The Extraordinary Life and Work of Julian Reiss

by Luke Cyphers | History, October 2022

Julian Reiss, center. Photograph courtesy of Peter Reiss

There are lives so well lived, and Julian Reiss lived such a life, that the most basic question is the most difficult to answer: where to begin?

Reiss, born to great wealth in Chicago, struck out on his own to become a self-made entrepreneur in the Adirondacks. Though essentially bedridden for years in his early 20s as he fought tuberculosis in Saranac Lake and Lake Placid, he recovered to become a tireless presence in regional commerce, state government and the Catholic Church. A successful businessman during a time when management and labor were often violently adversarial, Reiss’s Northland Motors—with shops in Lake Placid, Saranac Lake and Tupper Lake—was a pioneer in employee profit-sharing. Despite his establishment roots and his adopted home base in the mostly white North Country, he was a civil-rights crusader who helped pave a way to equal employment rights for New Yorkers of all races, including the baseball great Jackie Robinson—who broke the Major Leagues’ color line 75 years ago. The Reiss legacy persists not just in history books, but in a summer program for New York City youth.

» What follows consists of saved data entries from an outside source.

PR #670, opened 2023-01-15
[PATCH] sh-script.el: Add support for Zsh's case branches ;|.

dickmao:


dickmao:
In shell scripts, case branches traditionally end with ;;. Bash
additionally supports case branches ending with ;& and ;;&. Zsh similarly
supports case branches ending with ;& and ;|. Currently sh-script.el
supports case branches ending with ;;, ;&, and ;;&, but not with ;|. The
attached patch adds support for case branches ending with ;|.

I have tested the patch by defining all the modified functions
(sh-smie-sh-rules, sh-font-lock-paren) and constants (sh-smie-sh-grammar,
sh-smie-rc-grammar, sh-smie--sh-operators, sh-smie--sh-operators-re,
sh-smie--sh-operators-back-re) in my .emacs (in a (with-eval-after-load
'sh-script ...) statement).

Here is an example indented without the patch:

case $input in
    *a* ) echo A;;
    *b* ) echo B;&
    *c* ) echo C;;&
    *d* ) echo D;|
*e* ) echo E;;
esac

and with the (simulated) patch:

case $input in
    *a* ) echo A;;
    *b* ) echo B;&
    *c* ) echo C;;&
    *d* ) echo D;|
    *e* ) echo E;;
esac

The first change in the patch replaces an (eq (char-before) ?|)
<https://github.com/emacs-mirror/emacs/blob/77ca6aa56e3425c87861cab8abce52bee3697cf4/lisp/progmodes/sh-script.el#L1045>
with
(and (eq (char-before) ?|) (not (eq (char-before (1- (point))) ?\;))). It
is needed to avoid confusing ;| tokens with plain | tokens. I wonder
however whether there would be a cleaner way of expressing the same.

The second change replaces a (looking-at ";[;&]\\|\\_<in")
<https://github.com/emacs-mirror/emacs/blob/77ca6aa56e3425c87861cab8abce52bee3697cf4/lisp/progmodes/sh-script.el#L1056>
with (looking-at ";\\(?:;&?\\|[&|]\\)\\|\\_<in"). The original expression
is looking for ;; and ;& tokens but not for ;;& tokens, which looks like an
oversight to me. That's why I have changed it to look for ;;, ;&, ;| but
also ;;&.

The other changes simply add support for ;| where there was previously
support for ;;, ;&, and ;;&.

Philippe

dickmao:
> From: Philippe Altherr <philippe.altherr@gmail.com>
> Date: Sun, 15 Jan 2023 14:28:08 +0100
> 
> In shell scripts, case branches traditionally end with ;;. Bash additionally supports case branches ending with
> ;& and ;;&. Zsh similarly supports case branches ending with ;& and ;|. Currently sh-script.el supports case
> branches ending with ;;, ;&, and ;;&, but not with ;|. The attached patch adds support for case branches
> ending with ;|.
> 
> I have tested the patch by defining all the modified functions (sh-smie-sh-rules, sh-font-lock-paren) and
> constants (sh-smie-sh-grammar, sh-smie-rc-grammar, sh-smie--sh-operators, sh-smie--sh-operators-re,
> sh-smie--sh-operators-back-re) in my .emacs (in a (with-eval-after-load 'sh-script ...) statement).
> 
> Here is an example indented without the patch:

Outside of his work, and his works, Reiss (pronounced “rice”) was an avid skier, a prize-winning sailor, and an ambidextrous tennis player. He was a self-taught pilot; he built his own radio; and he delivered the last five of his and his wife’s six children at home.

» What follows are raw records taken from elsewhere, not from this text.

PR #671, opened 2023-01-15
[PATCH] sh-script.el: Use sh-indent-for-continuation to indent line continuations.

dickmao:


dickmao:
The variable sh-indent-for-continuation
<https://github.com/emacs-mirror/emacs/blob/77ca6aa56e3425c87861cab8abce52bee3697cf4/lisp/progmodes/sh-script.el#L1300>
is defined in sh-script.el as "How much to indent for a continuation
statement." but it is never used. In particular, the function
sh-smie--indent-continuation
<https://github.com/emacs-mirror/emacs/blob/77ca6aa56e3425c87861cab8abce52bee3697cf4/lisp/progmodes/sh-script.el#L2000>,
which indents line continuations, doesn't use it and instead uses
sh-basic-offset. The attached patch modifies
sh-smie--indent-continuation to use sh-indent-for-continuation instead of
sh-basic-offset.

I have tested the patch by adding the patched function
sh-smie--indent-continuation to my .emacs (in a (with-eval-after-load
'sh-script ...) statement).

Here are details of what changes on the example used in the description of
sh-indent-after-continuation
<https://github.com/emacs-mirror/emacs/blob/77ca6aa56e3425c87861cab8abce52bee3697cf4/lisp/progmodes/sh-script.el#L1965>.
In all cases I have used the following settings:

(setq sh-basic-offset 4)
(setq sh-indent-for-continuation '++)


   - With (setq sh-indent-after-continuation 'always), I get the following
   result with the unpatched function:

   for f \
       in a; do \
       toto; \
       done

   This looks wrong to me because it doesn't take into account my setting
   (setq sh-indent-for-continuation '++) for line continuations. With the
   patched function I get the expected result:

   for f \
           in a; do \
           toto; \
           done

   - With (setq sh-indent-after-continuation nil), I get the following
   result with the unpatched and the patched function:

   for f \
   in a; do \
       toto; \
   done

   This looks correct to me. My understanding is that with (setq
   sh-indent-after-continuation nil), line continuations are kind of ignored
   and thus the setting (setq sh-indent-for-continuation '++) should never
   intervene, which is also the case.

   - With (setq sh-indent-after-continuation t), I get the following result
   with the unpatched function:

   for f \
       in a; do \
       toto; \
       done

   With the patched function, I get the following result:

   for f \
           in a; do \
       toto; \
       done

   I think that's also what's expected with (setq
   sh-indent-for-continuation '++) but I'm not entirely sure as I don't fully
   understand how (setq sh-indent-after-continuation t) is supposed to work.

Overall, I'm pretty confident that the first change in my patch should be
done. It's what affects the setting (setq sh-indent-after-continuation
'always). I'm a bit less confident about the second change, which affects
the setting (setq sh-indent-after-continuation t).

Philippe

dickmao:
Here is an updated patch that includes a test case. I was able to test it
in my *scratch* buffer. Please double-check that it works as intended.

dickmao:
Here is an updated patch against the current master branch.

PR #672, opened 2023-01-16
30.0.50; [PATCH] Add tests for Eshell interactive completion (and fix a bug in it)

dickmao:


dickmao:
This is a followup from bug#60464 and friends. Over there, we discussed 
problems with Pcomplete when used from Eshell, namely that Eshell 
sometimes gives Pcomplete non-string arguments. I mentioned that we 
should probably have automated tests for the Eshell side so that we can 
make further improvements to Pcomplete without causing regressions, so 
here are some tests.

I also fixed an edge case in 'eshell-complete-parse-arguments' where it 
wasn't correctly handling the new variable-splicing syntax in Eshell. 
That's patch 0002.

Of course, these tests are just a start, and there are probably lots of 
others that we could add.

dickmao:
X-Debbugs-CC: gregory@heytings.org

On 1/15/2023 5:50 PM, Jim Porter wrote:
> This is a followup from bug#60464 and friends. Over there, we discussed 
> problems with Pcomplete when used from Eshell, namely that Eshell 
> sometimes gives Pcomplete non-string arguments. I mentioned that we 
> should probably have automated tests for the Eshell side so that we can 
> make further improvements to Pcomplete without causing regressions, so 
> here are some tests.

After studying how Eshell interfaces with Pcomplete, I think I've 
convinced myself that Eshell should be the one responsible for 
converting all its arguments to strings. It already does this for some 
cases (nil becomes "", numbers are stringified, and ".../" forms become 
"../../"), so the fact that it doesn't do this universally is probably a 
bug.

The third patch in this series fixes this for the Eshell side, so we 
could probably remove the workaround in pcomplete.el for Emacs 30.

dickmao:
On 1/22/2023 1:34 PM, Jim Porter wrote:
> The third patch in this series fixes this for the Eshell side, so we 
> could probably remove the workaround in pcomplete.el for Emacs 30.

... It would help if I actually attached the patches.

dickmao:

On 1/22/2023 1:35 PM, Jim Porter wrote:
> On 1/22/2023 1:34 PM, Jim Porter wrote:
>> The third patch in this series fixes this for the Eshell side, so we 
>> could probably remove the workaround in pcomplete.el for Emacs 30.

Stefan, do you have any thoughts on these changes, especially the third 
patch? I did a bit of tinkering with pcomplete functions, and I think it 
should be ok for the Eshell side of things. Eshell-specific pcomplete 
functions can get the real value if they need by examining the 
'pcomplete-arg-value' string property.

For pcomplete functions that aren't Eshell-specific, they'll always get 
the string form of arguments by default, so things should Just Work there.

PR #675, opened 2023-01-17
29.0.60; split-root-window-below broken for split-window-keep-point

dickmao:


dickmao:
Tags: patch

etc/NEWS:

  *** New commands 'split-root-window-below' and 'split-root-window-right'.
  These commands split the root window in two, and are bound to 'C-x w 2'
  and 'C-x w 3', respectively.

0. emacs -Q
1. (setq split-window-keep-point nil)
2. C-x w 2
3. C-x w 2

  split-window-below(nil #<window 14>)
  split-root-window-below(nil)
  funcall-interactively(split-root-window-below nil)
  command-execute(split-root-window-below)

dickmao:
> Date: Tue, 17 Jan 2023 19:10:48 +0200
> 
> etc/NEWS:
> 
>   *** New commands 'split-root-window-below' and 'split-root-window-right'.
>   These commands split the root window in two, and are bound to 'C-x w 2'
>   and 'C-x w 3', respectively.
> 
> 0. emacs -Q
> 1. (setq split-window-keep-point nil)
> 2. C-x w 2
> 3. C-x w 2
> 
> Debugger entered--Lisp error: (wrong-type-argument stringp nil)
>   split-window-below(nil #<window 14>)
>   split-root-window-below(nil)
>   funcall-interactively(split-root-window-below nil)
>   command-execute(split-root-window-below)
> 
> index 4099b707009..53d34a3bf6e 100644
> --- a/lisp/window.el
> +++ b/lisp/window.el
> @@ -5670,7 +5675,8 @@ split-window-keep-point
>  
>  (defun split-window-below (&optional size window-to-split)
>    "Split WINDOW-TO-SPLIT into two windows, one above the other.
> -WINDOW-TO-SPLIT is above.  The newly split-off window is
> +WINDOW-TO-SPLIT defaults to the selected window and after
> +splitting remains above.  The newly split-off window is

"Remains" is not a good word here: we are splitting the window in two,
so none of them "remains".  I'd say "...and will be above the other
window after splitting".

>  (defun split-window-right (&optional size window-to-split)
>    "Split WINDOW-TO-SPLIT into two side-by-side windows.
> -WINDOW-TO-SPLIT is on the left.  The newly split-off window is on
> +WINDOW-TO-SPLIT defaults to the selected window and after
> +splitting remains on the left.  The newly split-off window is on
>  the right and displays the same buffer.  Return the new window.

Same here.

Martin, any comments?

dickmao:
> Martin, any comments?

'split-window-below' in its present form doesn't make sense when
WINDOW-TO-SPLIT is life but is not the selected window.  It calls
'window-point', 'window-start', 'window-height', ... without an argument
- which means to implicitly use the selected window as argument instead
of WINDOW-TO-SPLIT.

martin

dickmao:
> WINDOW-TO-SPLIT is life but is not the selected window.  It calls
                     _live_ was meant here

martin

PR #815, opened 2023-07-18
29.0.92; [PATCH] Use 'e.g.' in admin/notes/bugtracker

dickmao:


dickmao:
Hi all,

this is a small change in admin/notes/bugtracker turning all occurrences
of eg into e.g.  This change is against the release branch.

Best, Arash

All of that, and he founded Santa’s Workshop, too.

We need to start somewhere, though, and Julian Reiss’s most resonant legacy sprang from his fight for equality for all New Yorkers—a fight that reverberated across the nation.

The year was 1945, and New York State had just passed the Ives-Quinn Anti-Discrimination Act, the first in the nation to prohibit employment discrimination based on race, religion or national origin.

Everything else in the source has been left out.